New routes for hydrogen storage

Hydrogen is the primary candidate to take on the long-term role of energy storage in a system that relies heavily on non-programmable renewable sources such as solar and wind. But even though hydrogen is environmentally friendly, produces no emissions and has a high energy density compared to other fuels, it is more challenging to store. Unless, of course, it turns to dust.

While production remains a priority, safe and successful storage options are critical to meet demand and deliver fuel efficiently.

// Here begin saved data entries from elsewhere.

PR #210, opened 2020-10-21
fix tlds property bug and add missing argument

brycedrennan:
Addresses feedback here:
https://github.com/john-kurkowski/tldextract/pull/207#issuecomment-713748199


john-kurkowski:
Thanks for owning this!

Issue #196, opened 2020-04-11
Deprecate or remove use __file__


jayvdb:
For reading `.tld_set`, `__file__` should be replaced with pkgutil.get_data, which is used for `.tld_set_snapshot`.

The dataset file may have been placed into the package data via another means, and the attribute `__file__` may not be present at all, as it is an optional attribute of the Python module loading system.  tldextract fails badly atm when it is missing.  An example of when it is missing is PyOxidizer, and Nuitka also has similar problems.

When it is missing, or when the package directory is not writable, the cache should be stored in a different location without a warning.

Currently I see the following for every invocation which imports tldextract, because it is installed as a system package used by system apps:

> WARNING unable to cache TLDs in file /usr/lib/python3.8/site-packages/tldextract/.tld_set: [Errno 13] Permission denied: '/usr/lib/python3.8/site-packages/tldextract/.tld_set'

john-kurkowski:
Makes sense. I don't suppose it's as easy as this? Plus changing types from filename strings to read-in-file strings.

```diff
-CACHE_FILE_DEFAULT = os.path.join(os.path.dirname(__file__), '.tld_set')
+CACHE_FILE_DEFAULT = pkgutil.get_data(__name__, '.tld_set')
```

john-kurkowski:
> When it is missing, or when the package directory is not writable, the cache should be stored in a different location without a warning.

Is there a standard, usually writable location for this? Or a library to determine it?

jayvdb:
The xdg standard defines cache directories.

[`appdirs`](https://pypi.org/project/appdirs/) package is typical solution.

john-kurkowski:
That is what I've been looking for. Maybe that's the most robust solution to #9, #149, and this ticket.

merwok:
FYI, `platformdirs` is a replacement for `appdirs` that’s actively maintained and more performant.

PR #211, opened 2020-10-24
Catch permission error when making cache dir, as well as cache file

### LINKED ISSUE #209: 3.0 creates permission error on .suffix_cache
We had a python dependency on a package that had a dependency on tldextract > 2.0.  Our build pipeline has been pulling in tldextract 2.3, but today it pulled in 3.0 and we started getting this exception in our environment:

File "/usr/local/lib/python3.7/site-packages/tldextract/cache.py", line 104, in run_and_cache
cache_filepath = self._key_to_cachefile_path(namespace, key_args)
File "/usr/local/lib/python3.7/site-packages/tldextract/cache.py", line 95, in _key_to_cachefile_path
_make_dir(cache_path)
File "/usr/local/lib/python3.7/site-packages/tldextract/cache.py", line 155, in _make_dir
os.makedirs(os.path.dirname(filename))
File "/usr/local/lib/python3.7/os.py", line 213, in makedirs
makedirs(head, exist_ok=exist_ok)
File "/usr/local/lib/python3.7/os.py", line 223, in makedirs
mkdir(name, mode)
PermissionError: [Errno 13] Permission denied: '/usr/local/lib/python3.7/site-packages/tldextract/.suffix_cache'

john-kurkowski:
Stanches #209.

* Move makedir side-effect from string building helper function into try block
* Duplicate warning from writing a single cache file
* Log this at most once per app
* Remove unused vars


john-kurkowski:
FYI @brycedrennan

brycedrennan:
Ah I hadn't noticed #209 . So it seems some installations have permission to create a file but not a directory. interesting.   I wonder if we should just use a system temp folder instead.  

I'll look more in depth at this tomorrow.

john-kurkowski:
I think it's that creating the directory wasn't wrapped in a `try`. Everything else was. Not about the way user systems distinguish files vs. directories.

System temp folders have been suggested several times in the issue tracker. I was opposed, because I don't want the suffix list to be temporary, evicted at any time by the OS. Maybe I should soften my stance.

My favorite suggestion [is to switch to an XDG standard location](https://github.com/john-kurkowski/tldextract/issues/196#issuecomment-668974052).

john-kurkowski:
Stanches #209 for now. Let's keep that one open for a longer term fix.

brycedrennan:
Sounds good

PR #230, opened 2021-08-12
tests: do not run pylint by default

sbraz:
Hi,
There is already a separate tox environment to run pylint tests. I think it makes sense not to run pylint by default.

While normal tests should be run by downstream (in particular Linux distributions which package tldextract), linter tests should not be run automatically.

### DIFF
--- a/pytest.ini
+++ b/pytest.ini
@@ -1,2 +1,2 @@
 [pytest]
-addopts = --doctest-modules --pylint
+addopts = --doctest-modules
--- a/tox.ini
+++ b/tox.ini
@@ -10,7 +10,7 @@ deps =
     pytest-pylint
     responses
 
-commands = pytest {posargs}
+commands = pytest --pylint {posargs}
 
 [testenv:codestyle]
 deps = pycodestyle


sbraz:
Hi @john-kurkowski, I am part of the Gentoo Python team and while adding tests for this package, I noticed that they failed without pylint. I understand that pylint is part of your CI and it makes sense that developers run it to check the quality of the code.

However, for downstream (I'm thinking of all distros, such as Fedora, Debian, etc.), tests should only be used to ensure the package works properly. The fact that there are linting issues should not affect the result and we should try to limit the number of dependencies required to run them (and pylint itself has quite a few). This also applies to flake8, mypy, coverage, etc.). 

This is obviously not a deal-breaker as we can always [sed it out in our scripts](https://dev.gentoo.org/~mgorny/python-guide/pytest.html#avoiding-dependencies-on-other-pytest-plugins) but in your case, it didn't seem necessary to run tests for each Python version via tox since you have a dedicated pylint tox environment.

By the way, are you aware of [pytest-enabler](https://pypi.org/project/pytest-enabler/)? It can be used to write configuration files that look like [this](https://github.com/jaraco/jaraco.classes/blob/4fefdd21a4660166cc3136c023e0d3b7604ad573/pyproject.toml).

john-kurkowski:
> However, for downstream (I'm thinking of all distros, such as Fedora, Debian, etc.), tests should only be used to ensure the package works properly. The fact that there are linting issues should not affect the result and we should try to limit the number of dependencies required to run them (and pylint itself has quite a few).

Makes sense to me!

Only one change. In CI, I'd still like to lint across different versions. I recall something about Python version-specific lint errors. I'd like the extra coverage. It'll still spare the downstream distros of the extra dependency.

john-kurkowski:
> In CI, I'd still like to lint across different versions.
> …
> By the way, are you aware of [pytest-enabler](https://pypi.org/project/pytest-enabler/)? It can be used to write configuration files that look like [this](https://github.com/jaraco/jaraco.classes/blob/4fefdd21a4660166cc3136c023e0d3b7604ad573/pyproject.toml).

That seems like an elegant way to keep it in upstream CI and prevent it from reaching downstream! Kinda funny, adding a dependency to avoid dependencies. But I'm willing to give it a try. 🙂

john-kurkowski:
For now, cbd1345 seems simplest, to preserve the CI status quo, yet not force linting in non-Tox, i.e. non-CI environments. What do you think?

sbraz:
Yes that works for me :) You could also create one lint environment per Python version? I don't know how to do that with tox but I guess this is possible.

john-kurkowski:
Yeah, that is nice to have as backup, if my fix turns out to be too simple.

Storing hydrogen has proven to be a challenge. Conversion to liquid is the most used because it allows storing larger quantities in smaller spaces. Still, it requires extremely high pressures and usually low temperatures. For this reason, research has developed new methods to make it easier to manage and transport this clean fuel.

Some researchers at the University of Turin (Italy) focus on this issue. They are working on solutions for using solid-state hydrogen as an energy source. Their report, “Solid-State Hydrogen Storage Systems and the Relevance of a Gender Perspective,” provides an overview of the available vectors for solid-state hydrogen storage. The report highlights the challenges they face to become critical technologies for the energy transition, improving energy storage efficiency and smart grids.

According to the study, hydrogen storage by physisorption in metal-organic frameworks (MOFs), nanotubes, and graphene is possible. However, it has yet to be tested in larger prototypes. A more rising method is to use pure metals or inorganic compounds to form metal and complex hydrides. As the case may be, certain pure elements and intermetallic compounds form a hydride phase once the hydrogen has been absorbed. Conversely, hydrogen can be absorbed and released in solid solutions without changing the crystalline structure of the compound but only by increasing the lattice parameters.

Metal hydrides, in particular, can store large amounts of hydrogen, which can be easily removed at low pressure and near ambient temperature. Magnesium, for example, forms MgH2, a material with a high hydrogen storage capacity (volumetric density of H2 of about 130 kg H2·m-3 and gravimetric density of H2 of about 7.6 wt%).

Trapped hydrogen can be quickly released by adding as much heat as is generated during absorption or by changing the pressure. The most used metals are titanium, iron, manganese, nickel and magnesium. Adding small percentages of rare earths improves the conditions for formation and decomposition. It reduces the temperature or rate at which hydrogen is fixed and released. These compounds have been extensively researched in recent years.

They are the subject of experimental studies such as the European HyCare project. The project envisages the storage of about 50 kg of hydrogen on a solid carrier using metal hydride. The storage tank will be part of a renewable energy plant using H2 as an energy carrier for stationary energy storage. The recovered heat is used to desorb the hydrogen from the metal hydride. Finally, the released H2 powers a fuel cell that generates electricity.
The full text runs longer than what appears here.